Farm Collector

Reunion Reports

Pres. 263 W. George St. Yoe, Pennsylvania

The Early American Steam Engine and Old Equipment Society, Inc.
held its fifth Annual Show at Stewarts town, Penna. July 12, 13 and
14th under the theme ‘Steam-O-Rama’.

I was deeply impressed with the cooperation of all the officers
and members of the society and express my sincere gratitude to all
who contributed toward making this show a success.

An amazing and delightful experience is in store for anyone who
has the opportunity to view the Mechanical Variety Show in action.
The show is the brainchild of Dr. J. J. Hochhalter, Optometrist, of
Steele, North Dakota. Dr. Hochhalter completed the creation in the
spring of 1961. The show itself incorporates a variety of
mechanical toys and dolls in action, all powered by a steam engine.
A tiny model thresher with a man pitching bundles, woman pumping
water, dog that moves, blacksmith pounding a lay, ferris wheel,
whirling trapeze artists, chicken feeding, dancing and others
boating, churning butter, announcer; many have movable arms. Two
even are designed with movable chins that make them appear to talk.
The idea for the mechanical display was born after Dr. Hochhalter
had successfully made and shown a smaller model steam engine and
threshing machine in 1956; he began work on the toys and larger
steam engine that year, finishing the project almost six years
later. The show is mounted on a trailer which has hinged sides that
form a roof for the concession. Canvas curtains are also used.

There is a lot of hard work connected with putting on a show of
this type. First of all, there is wheat to be cut with a binder,
then hauled to the grounds to be threshed during the show.
Following this demonstration the straw is baled. Logs are brought
in for the saw-mill, shingle bolts, coal for the steam engines,
engines, oil-pulls, tractors, small gasoline engines and museum
pieces collected and brought in. Cider must be made and apples
‘schnitzed’ for the apple butter.

The Ladies Auxiliary under the leadership of Mrs. Eugene Crotts
deserves much of the credit for a successful show. They worked very
diligently in preparing and serving the meals. They also have the
hobby tent. Their projects consist of aprons, bonnets, needlework
and ceramics by the Ebersols of Lancaster Co.
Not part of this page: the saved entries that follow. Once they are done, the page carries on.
PR #195, opened 2022-03-02
fix for CRAN and update NEWS

jgabry:
This PR prepares version 2.5.0 for release. CRAN requested a minor fix that requires a release. I think we should do this release (which includes all PRs merged since the last release) and then we can work on getting the remaining open PRs merged (sorry for the delay on those!). 

@avehtari Any further thoughts on the LOO-CV FAQ? Should we include that with the package in this release? Alternatively we can just add it to the LOO website without including it with the package source code (in which case we can do that at any time and we don't need to coordinate with a release).

### DIFF
--- a/DESCRIPTION
+++ b/DESCRIPTION
@@ -1,8 +1,8 @@
 Package: loo
 Type: Package
 Title: Efficient Leave-One-Out Cross-Validation and WAIC for Bayesian Models
-Version: 2.4.1.9000
-Date: 2020-12-07
+Version: 2.5.0
+Date: 2022-03-02
 Authors@R: c(person("Aki", "Vehtari", email = "Aki.Vehtari@aalto.fi", role = c("aut")),
              person("Jonah", "Gabry", email = "jsg2201@columbia.edu", role = c("cre", "aut")),
              person("Mans", "Magnusson", role = c("aut")),
@@ -51,5 +51,5 @@ Suggests:
 VignetteBuilder: knitr
 Encoding: UTF-8
 SystemRequirements: pandoc (>= 1.12.3), pandoc-citeproc
-RoxygenNote: 7.1.1
+RoxygenNote: 7.1.2
 Roxygen: list(markdown = TRUE)
--- a/NEWS.md
+++ b/NEWS.md
@@ -2,20 +2,22 @@
 
 ### Improvements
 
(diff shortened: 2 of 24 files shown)


avehtari:
Is there some place in the package that if the CV-FAQ would be mentioned with a link to the web page, that would help finding the FAQ? Then mentioning it with link could be good, but have the content only on the web page?

Also we should update references in loo2-non-factorized, loo2-lfo, and loo2-moment-matching vignettes (I'll make an issue)

jgabry:
> Is there some place in the package that if the CV-FAQ would be mentioned with a link to the web page, that would help finding the FAQ? Then mentioning it with link could be good, but have the content only on the web page?
> 

I guess we could put a link in the glossary and in the See Also section of the doc for the `loo()` and `psis()` functions? If we're going to put a link in the package then we need the link to be active when we submit to CRAN (they actually automatically check for dead links), so we'd need to add the FAQ to the website before releasing. Or we could do this release, then add it to the website, and then add a link to it in the subsequent release. Do you have a preference? 

> Also we should update references in loo2-non-factorized, loo2-lfo, and loo2-moment-matching vignettes (I'll make an issue)

Ok great thank!

avehtari:
> so we'd need to add the FAQ to the website before releasing

I'm ok with this, but if this would cause too much work or we don't want to make mistakes in a hurry before you need to get the release to keep cran happy, then we can wait

jgabry:
I can try to get it on the website before this release and if we run into any issues we can wait (should be doable though). Do you have an Rmd file that has the source for the contents at https://avehtari.github.io/modelselection/CV-FAQ.html?

avehtari:
https://github.com/avehtari/modelselection/blob/master/CV-FAQ.Rmd

jgabry:
Ok thanks. I'll need to copy that file into the loo package so then I guess there will be two versions. Are you ok if the version that we maintain going forward is the one in the loo package and not the one in your repo? I guess we can also try to remember to always make the same updates in both, but that's not ideal.

jgabry:
@avehtari the FAQ is now live! 

https://mc-stan.org/loo/articles/online-only/faq.html

I'll add some links to it from the loo doc as part of this PR before I merge this and do the loo release

jgabry:
@avehtari I added links to the FAQ from the glossary and several other pages in the package doc. We can of course keep adding more links in the future wherever we see fit.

The 4-H Club deserves mention also. The boys worked in the
parking lot and the girls demonstrated their projects and sold home
made candies and cookies.

A very rare musical instrument called a Uniphone was on display
and played by several persons.

Bob Bohaty of Long Island, N. Y. brought his 1899 Loco mobile
Steamer and Art Crafts of Akron, Ohio brought a small hot-air
engine. The Lancaster Brothers of Mt. Savage, Md. had their model
steam engine and thrashing rig on display. We extend a most cordial
invitation to any one who has engines, models or antique cars to
bring them to our show in ’63.

Frank McGuffin of Washington D. C. created a ‘First’ for
us. He had a platform built for people to ascend in to a steam
engine and having the mechanism and operation explained by an
engineer.

There are those steam engine clubs within a radius of fifty
miles and I extend to them my sincere thanks for their bringing
engines and in helping with the show.

Evening entertainment was provided by the ‘Country Music
Night Hawks’, the ‘4-H Club Band’ and the ‘Saw-Mill
Gang’.

We have one performer of whom we are very proud. He is
‘Silver’ who operates the dog-tread mill. For a country
dog, he likes to show off and just can’t wait to put on his
act. Silver also goes to other steam shows. His next appearance
will be at the Maryland Steam Show.

Since this show is history we’ll be looking forward to
seeing you in ’63. If you are tired of Steam Engine Shows think
of this motto ‘Silver To See In ’63’.